Using a list of arrays for tree_weights_ seems like a good solution to me, given that each forest's trees can vary in shape in the multi-class case, and there are probably never enough forests that looping over them in Python would meaningfully impact performance.

I did wonder whether there would be any advantage/disadvantage to pre-normalizing tree_weights_ based on n_trees_per_iteration_ in the transformer (in _set_tree_weights), as opposed to normalizing the forests in the regressor (in _get_hamming_weights)? I suppose the weights aren't actually being used in the transformer itself so there's no problem with having the trees of a multi-class estimator be "over-weighted" until they actual get the the regressor, but maybe it would simplify things slightly to apply that normalization earlier? There might be a very good reason why that doesn't work, though.

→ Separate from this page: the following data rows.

PR #6021, opened 2020-07-30
MM-27182 - Fix dynamic slash command autocomplete options

cpoile:
#### Summary
- The `CommandProvider` is not recreated for each channel or RHS, so the `channel_id` needs to dynamically determined.
- When used in the RHS we cannot use the current channel id (because the center could be viewing a different channel), so we have to use the channel associated with the post in the RHS. 
- Unfortunately I don't know of a way to be certain that a textbox is in the RHS vs the main channel, so I'm using a flag to indicate that this is a RHS textbox.

#### Ticket Link
- https://mattermost.atlassian.net/browse/MM-27182


components/suggestion/command_provider.jsx
```diff
@@ -130,14 +131,20 @@ export default class CommandProvider extends Provider {
 
     handleWebapp(pretext, resultCallback) {
         const command = pretext.toLowerCase();
-        const teamId = getCurrentTeamId(store.getState());
+
+        const selectedPost = getSelectedPost(store.getState());
+        let rootId;
+        if (this.rootId) {
+            rootId = selectedPost.root_id ? selectedPost.root_id : selectedPost.id;
+        }
```
marianunez, line 139: Do we need the `this.rootId` at all? When you are not in the RHS does `getSelectedPost` return `null`? Wondering if we can just use that as to determine if it's in the RHS

cpoile: I think we do -- when you are in a different center channel, but the RHS is open, `getSelectedPost` will return the post selected in the RHS.

marianunez: Right, how about when it's closed?

cpoile: Then it returns the `type: "system_fake_parent_deleted"` post.

marianunez: How about `getIsRhsOpen`?

cpoile: But we still wouldn't know if we're typing in the center channel textbox or the RHS checkbox.

marianunez: Sorry, I guess I'm not following how `rootId` guarantees they have not switched between the RHS and center channel textbox if the `CommandProvider` is not recreated

cpoile: It's not the same CommandProvider -- one is created for each textbox.

Do you think I should change that root_id to something like `isInRHS`? I just didn't like introducing booleans for information we already have. But I can see why that might be better.

marianunez: Yes, I think using the `this.rootId` as a flag and then using another value for it when you pass it as an args is confusing. Renaming that would help clear this a bit

cpoile: Great, done!

amyblais:
@cpoile Kind note to cherry-pick this,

  1. the decision (for now) not to include an option to weight individual class's trees at each iteration, mainly because I'm not sure how to extract this information on loss from sklearn. We still have ability to weight both the forests and the set of trees at each iteration.

I might be completely misunderstanding, but is the idea that when a multi-class estimator has 3 classes, that the trees associated with each of those classes could be weighted differently? I could see that as a potential feature for manually weighting less important classes lower, but I'm not sure how/if that could be done automatically based on loss, unless maybe the loss function could be weighted?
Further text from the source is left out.